Segment Start: Material for the task

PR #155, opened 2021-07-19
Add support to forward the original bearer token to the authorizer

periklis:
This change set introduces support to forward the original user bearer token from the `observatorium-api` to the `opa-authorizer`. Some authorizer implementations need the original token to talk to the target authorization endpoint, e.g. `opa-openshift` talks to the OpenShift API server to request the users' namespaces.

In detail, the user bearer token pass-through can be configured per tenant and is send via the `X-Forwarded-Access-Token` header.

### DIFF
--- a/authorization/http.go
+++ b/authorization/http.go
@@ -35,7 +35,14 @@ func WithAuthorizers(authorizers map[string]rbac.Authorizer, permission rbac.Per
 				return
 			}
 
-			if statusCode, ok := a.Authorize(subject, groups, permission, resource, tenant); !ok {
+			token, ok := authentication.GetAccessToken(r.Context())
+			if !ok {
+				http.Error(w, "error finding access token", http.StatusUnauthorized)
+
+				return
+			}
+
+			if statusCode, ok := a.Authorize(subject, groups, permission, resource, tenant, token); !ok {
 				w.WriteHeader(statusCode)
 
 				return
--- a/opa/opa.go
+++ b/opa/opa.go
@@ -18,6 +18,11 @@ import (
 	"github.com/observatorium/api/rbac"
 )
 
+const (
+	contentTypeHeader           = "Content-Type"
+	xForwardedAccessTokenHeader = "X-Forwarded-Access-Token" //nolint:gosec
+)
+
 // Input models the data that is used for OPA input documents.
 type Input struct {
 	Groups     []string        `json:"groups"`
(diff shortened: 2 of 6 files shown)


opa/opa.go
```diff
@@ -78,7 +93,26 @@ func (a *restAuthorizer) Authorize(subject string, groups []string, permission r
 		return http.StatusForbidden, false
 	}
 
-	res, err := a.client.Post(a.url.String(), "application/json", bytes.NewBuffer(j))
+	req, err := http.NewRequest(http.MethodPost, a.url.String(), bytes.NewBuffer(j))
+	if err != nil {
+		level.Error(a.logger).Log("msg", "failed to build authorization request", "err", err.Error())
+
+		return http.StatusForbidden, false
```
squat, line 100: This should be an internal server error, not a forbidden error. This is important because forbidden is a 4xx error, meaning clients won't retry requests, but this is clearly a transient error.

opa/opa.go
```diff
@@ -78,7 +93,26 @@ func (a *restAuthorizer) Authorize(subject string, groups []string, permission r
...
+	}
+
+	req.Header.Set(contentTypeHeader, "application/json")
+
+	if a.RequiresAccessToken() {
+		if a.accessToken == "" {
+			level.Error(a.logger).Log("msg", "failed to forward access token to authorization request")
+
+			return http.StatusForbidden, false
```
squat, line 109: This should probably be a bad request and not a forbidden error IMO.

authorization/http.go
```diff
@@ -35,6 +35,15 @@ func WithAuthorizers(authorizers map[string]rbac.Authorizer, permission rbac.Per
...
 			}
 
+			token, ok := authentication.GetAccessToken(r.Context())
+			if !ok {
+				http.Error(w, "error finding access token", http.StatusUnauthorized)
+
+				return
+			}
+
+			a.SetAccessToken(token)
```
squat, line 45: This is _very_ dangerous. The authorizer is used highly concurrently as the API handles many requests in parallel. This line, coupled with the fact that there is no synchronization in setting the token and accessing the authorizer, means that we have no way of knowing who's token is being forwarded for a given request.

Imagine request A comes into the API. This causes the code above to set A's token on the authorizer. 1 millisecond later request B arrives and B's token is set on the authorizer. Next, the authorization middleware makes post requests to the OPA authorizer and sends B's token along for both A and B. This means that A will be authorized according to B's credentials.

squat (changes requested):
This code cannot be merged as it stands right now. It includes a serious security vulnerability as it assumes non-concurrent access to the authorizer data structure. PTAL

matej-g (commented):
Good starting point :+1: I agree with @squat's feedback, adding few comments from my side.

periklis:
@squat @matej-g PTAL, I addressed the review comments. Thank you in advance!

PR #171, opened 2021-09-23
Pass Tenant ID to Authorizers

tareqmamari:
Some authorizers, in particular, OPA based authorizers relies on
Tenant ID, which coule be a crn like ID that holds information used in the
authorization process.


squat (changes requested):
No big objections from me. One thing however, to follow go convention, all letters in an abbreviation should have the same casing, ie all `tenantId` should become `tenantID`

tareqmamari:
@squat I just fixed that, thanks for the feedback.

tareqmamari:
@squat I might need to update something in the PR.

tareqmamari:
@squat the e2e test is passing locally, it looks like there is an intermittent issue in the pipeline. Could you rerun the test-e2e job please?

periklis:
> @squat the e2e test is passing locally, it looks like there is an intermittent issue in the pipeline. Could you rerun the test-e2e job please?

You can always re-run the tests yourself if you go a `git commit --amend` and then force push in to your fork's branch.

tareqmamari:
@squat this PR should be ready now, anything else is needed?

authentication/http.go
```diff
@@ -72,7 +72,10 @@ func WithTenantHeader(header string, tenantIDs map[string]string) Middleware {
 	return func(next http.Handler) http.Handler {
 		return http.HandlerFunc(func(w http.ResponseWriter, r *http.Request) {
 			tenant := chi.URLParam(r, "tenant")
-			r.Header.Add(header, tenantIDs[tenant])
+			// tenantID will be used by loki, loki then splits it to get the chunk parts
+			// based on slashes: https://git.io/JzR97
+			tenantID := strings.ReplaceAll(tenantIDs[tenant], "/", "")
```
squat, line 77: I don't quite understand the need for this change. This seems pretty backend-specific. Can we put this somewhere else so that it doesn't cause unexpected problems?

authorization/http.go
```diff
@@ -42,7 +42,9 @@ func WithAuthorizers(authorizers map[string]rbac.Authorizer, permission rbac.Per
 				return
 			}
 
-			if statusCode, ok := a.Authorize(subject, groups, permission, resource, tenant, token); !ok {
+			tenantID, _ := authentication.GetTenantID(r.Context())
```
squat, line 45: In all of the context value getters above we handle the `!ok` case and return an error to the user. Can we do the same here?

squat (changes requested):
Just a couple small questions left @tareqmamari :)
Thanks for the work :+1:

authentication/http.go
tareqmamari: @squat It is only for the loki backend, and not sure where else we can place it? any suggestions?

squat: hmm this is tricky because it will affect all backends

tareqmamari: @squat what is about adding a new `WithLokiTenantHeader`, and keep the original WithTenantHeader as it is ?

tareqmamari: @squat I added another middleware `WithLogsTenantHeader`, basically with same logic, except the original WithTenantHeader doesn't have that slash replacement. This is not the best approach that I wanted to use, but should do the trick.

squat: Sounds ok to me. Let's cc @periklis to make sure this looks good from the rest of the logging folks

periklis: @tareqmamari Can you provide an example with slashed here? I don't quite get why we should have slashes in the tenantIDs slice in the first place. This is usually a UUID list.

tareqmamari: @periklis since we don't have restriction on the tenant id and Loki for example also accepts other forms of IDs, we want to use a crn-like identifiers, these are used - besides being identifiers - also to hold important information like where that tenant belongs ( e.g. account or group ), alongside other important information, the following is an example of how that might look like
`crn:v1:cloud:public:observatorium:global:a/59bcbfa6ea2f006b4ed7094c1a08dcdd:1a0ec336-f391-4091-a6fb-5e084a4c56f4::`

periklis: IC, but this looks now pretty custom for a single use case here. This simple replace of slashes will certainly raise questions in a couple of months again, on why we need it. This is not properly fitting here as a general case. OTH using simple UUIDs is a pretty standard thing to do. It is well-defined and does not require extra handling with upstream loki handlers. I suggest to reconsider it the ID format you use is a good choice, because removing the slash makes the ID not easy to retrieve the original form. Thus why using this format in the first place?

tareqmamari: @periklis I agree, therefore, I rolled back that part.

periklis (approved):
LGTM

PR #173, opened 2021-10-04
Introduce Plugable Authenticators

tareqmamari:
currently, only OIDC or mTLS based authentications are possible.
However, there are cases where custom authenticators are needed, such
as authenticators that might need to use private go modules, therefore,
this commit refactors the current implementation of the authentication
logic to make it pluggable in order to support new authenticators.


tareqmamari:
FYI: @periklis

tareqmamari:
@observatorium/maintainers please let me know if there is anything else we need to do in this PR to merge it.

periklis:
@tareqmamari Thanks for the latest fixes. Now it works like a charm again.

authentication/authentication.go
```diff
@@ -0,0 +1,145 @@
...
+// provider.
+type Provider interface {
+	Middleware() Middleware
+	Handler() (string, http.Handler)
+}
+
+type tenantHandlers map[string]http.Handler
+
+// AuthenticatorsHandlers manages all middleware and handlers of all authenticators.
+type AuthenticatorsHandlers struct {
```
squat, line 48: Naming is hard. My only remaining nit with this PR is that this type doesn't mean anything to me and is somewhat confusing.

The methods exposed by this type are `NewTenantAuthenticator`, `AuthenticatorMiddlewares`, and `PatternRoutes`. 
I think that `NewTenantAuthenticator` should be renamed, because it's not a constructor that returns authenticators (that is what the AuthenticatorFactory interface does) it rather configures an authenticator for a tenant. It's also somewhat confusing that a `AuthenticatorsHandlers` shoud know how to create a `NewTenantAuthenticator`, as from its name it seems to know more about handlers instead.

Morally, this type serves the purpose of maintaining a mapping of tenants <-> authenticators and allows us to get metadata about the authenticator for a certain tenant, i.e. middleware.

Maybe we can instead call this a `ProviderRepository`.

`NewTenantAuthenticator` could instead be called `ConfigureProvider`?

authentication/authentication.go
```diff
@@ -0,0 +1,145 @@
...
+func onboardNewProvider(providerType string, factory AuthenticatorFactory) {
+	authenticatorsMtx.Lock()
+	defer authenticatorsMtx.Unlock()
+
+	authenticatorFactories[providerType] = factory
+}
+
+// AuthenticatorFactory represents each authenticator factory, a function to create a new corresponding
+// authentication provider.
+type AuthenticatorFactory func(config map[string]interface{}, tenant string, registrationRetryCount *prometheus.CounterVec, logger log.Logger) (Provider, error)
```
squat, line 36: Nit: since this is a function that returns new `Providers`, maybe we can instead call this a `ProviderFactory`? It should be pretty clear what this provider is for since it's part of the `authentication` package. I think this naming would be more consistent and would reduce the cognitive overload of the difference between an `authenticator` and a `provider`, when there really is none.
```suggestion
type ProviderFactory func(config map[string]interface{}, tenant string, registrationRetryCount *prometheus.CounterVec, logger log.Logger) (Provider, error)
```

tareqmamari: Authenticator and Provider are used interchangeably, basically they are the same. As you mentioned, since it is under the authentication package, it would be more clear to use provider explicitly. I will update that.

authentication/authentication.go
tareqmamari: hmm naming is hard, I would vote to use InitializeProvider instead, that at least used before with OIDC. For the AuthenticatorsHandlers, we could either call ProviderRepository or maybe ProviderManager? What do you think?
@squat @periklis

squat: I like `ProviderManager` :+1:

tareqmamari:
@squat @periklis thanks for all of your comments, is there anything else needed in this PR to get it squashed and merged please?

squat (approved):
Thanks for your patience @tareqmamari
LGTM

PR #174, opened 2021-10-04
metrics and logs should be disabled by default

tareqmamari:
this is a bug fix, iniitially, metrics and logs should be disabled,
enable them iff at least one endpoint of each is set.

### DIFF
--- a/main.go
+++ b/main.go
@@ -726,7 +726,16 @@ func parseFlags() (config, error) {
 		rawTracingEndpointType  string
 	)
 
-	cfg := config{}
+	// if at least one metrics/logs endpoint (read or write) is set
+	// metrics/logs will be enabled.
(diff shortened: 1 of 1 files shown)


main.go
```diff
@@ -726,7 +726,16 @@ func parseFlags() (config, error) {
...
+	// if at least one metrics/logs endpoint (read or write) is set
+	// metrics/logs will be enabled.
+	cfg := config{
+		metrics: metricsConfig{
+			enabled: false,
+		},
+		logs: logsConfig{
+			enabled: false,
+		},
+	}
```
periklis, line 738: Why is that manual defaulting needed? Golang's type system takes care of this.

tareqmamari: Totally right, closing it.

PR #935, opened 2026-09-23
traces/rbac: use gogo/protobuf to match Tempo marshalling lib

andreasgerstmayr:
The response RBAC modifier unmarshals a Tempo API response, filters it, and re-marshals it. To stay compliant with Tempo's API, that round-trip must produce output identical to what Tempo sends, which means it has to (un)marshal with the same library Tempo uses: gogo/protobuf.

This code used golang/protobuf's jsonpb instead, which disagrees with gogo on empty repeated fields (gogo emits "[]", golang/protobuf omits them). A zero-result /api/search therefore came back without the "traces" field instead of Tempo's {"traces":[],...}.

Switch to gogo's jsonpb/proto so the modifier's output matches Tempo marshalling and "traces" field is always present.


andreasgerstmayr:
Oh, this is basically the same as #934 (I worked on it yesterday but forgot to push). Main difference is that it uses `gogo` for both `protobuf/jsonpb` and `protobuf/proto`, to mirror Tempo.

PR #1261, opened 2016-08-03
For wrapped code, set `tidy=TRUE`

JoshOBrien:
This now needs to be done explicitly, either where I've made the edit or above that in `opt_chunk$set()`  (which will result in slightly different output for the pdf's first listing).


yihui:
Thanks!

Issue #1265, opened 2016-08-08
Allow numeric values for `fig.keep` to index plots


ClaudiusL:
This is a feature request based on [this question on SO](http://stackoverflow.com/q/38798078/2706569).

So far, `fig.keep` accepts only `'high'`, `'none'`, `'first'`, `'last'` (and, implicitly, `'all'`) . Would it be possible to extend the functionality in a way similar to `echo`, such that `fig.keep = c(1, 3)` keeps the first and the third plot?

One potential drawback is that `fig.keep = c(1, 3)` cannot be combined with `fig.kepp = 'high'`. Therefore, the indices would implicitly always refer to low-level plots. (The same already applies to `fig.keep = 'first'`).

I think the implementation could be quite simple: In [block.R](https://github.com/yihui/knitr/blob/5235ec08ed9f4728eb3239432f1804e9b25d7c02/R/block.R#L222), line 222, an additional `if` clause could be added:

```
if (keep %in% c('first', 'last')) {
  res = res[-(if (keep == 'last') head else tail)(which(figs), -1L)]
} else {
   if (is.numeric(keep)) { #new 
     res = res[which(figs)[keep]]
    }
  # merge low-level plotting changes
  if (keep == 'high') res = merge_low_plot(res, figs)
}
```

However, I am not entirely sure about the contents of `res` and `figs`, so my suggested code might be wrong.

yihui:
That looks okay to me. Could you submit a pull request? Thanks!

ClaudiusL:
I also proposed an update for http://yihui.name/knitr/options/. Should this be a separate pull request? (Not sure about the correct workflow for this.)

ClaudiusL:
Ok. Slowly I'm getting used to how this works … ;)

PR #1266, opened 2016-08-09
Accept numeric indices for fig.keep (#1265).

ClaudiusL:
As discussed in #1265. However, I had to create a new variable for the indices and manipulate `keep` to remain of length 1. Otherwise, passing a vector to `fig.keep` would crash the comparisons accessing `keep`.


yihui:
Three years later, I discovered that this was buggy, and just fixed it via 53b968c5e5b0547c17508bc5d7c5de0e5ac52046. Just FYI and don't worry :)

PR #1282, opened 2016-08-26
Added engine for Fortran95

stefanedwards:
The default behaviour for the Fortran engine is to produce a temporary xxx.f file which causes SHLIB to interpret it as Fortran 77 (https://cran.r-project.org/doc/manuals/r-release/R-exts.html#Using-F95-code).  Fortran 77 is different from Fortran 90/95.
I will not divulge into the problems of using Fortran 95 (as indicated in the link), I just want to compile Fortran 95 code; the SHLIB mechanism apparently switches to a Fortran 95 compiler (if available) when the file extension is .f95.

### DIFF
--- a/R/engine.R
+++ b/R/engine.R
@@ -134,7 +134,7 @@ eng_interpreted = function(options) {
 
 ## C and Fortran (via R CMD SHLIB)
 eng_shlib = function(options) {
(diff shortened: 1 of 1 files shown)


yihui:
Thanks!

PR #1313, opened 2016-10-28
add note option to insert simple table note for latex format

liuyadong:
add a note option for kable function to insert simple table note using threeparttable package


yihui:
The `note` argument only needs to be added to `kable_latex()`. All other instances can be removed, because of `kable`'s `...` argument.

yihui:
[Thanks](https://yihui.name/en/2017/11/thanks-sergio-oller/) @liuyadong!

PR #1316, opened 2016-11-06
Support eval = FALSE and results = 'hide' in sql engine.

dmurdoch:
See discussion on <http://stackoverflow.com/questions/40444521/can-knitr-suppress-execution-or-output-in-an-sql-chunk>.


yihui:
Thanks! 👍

Segment End: Material for the task

Task to complete - Look through the entries. Copy out each line with "table" in it.

Exercise response -
add note option to insert simple table note for latex format
add a note option for kable function to insert simple table note using threeparttable package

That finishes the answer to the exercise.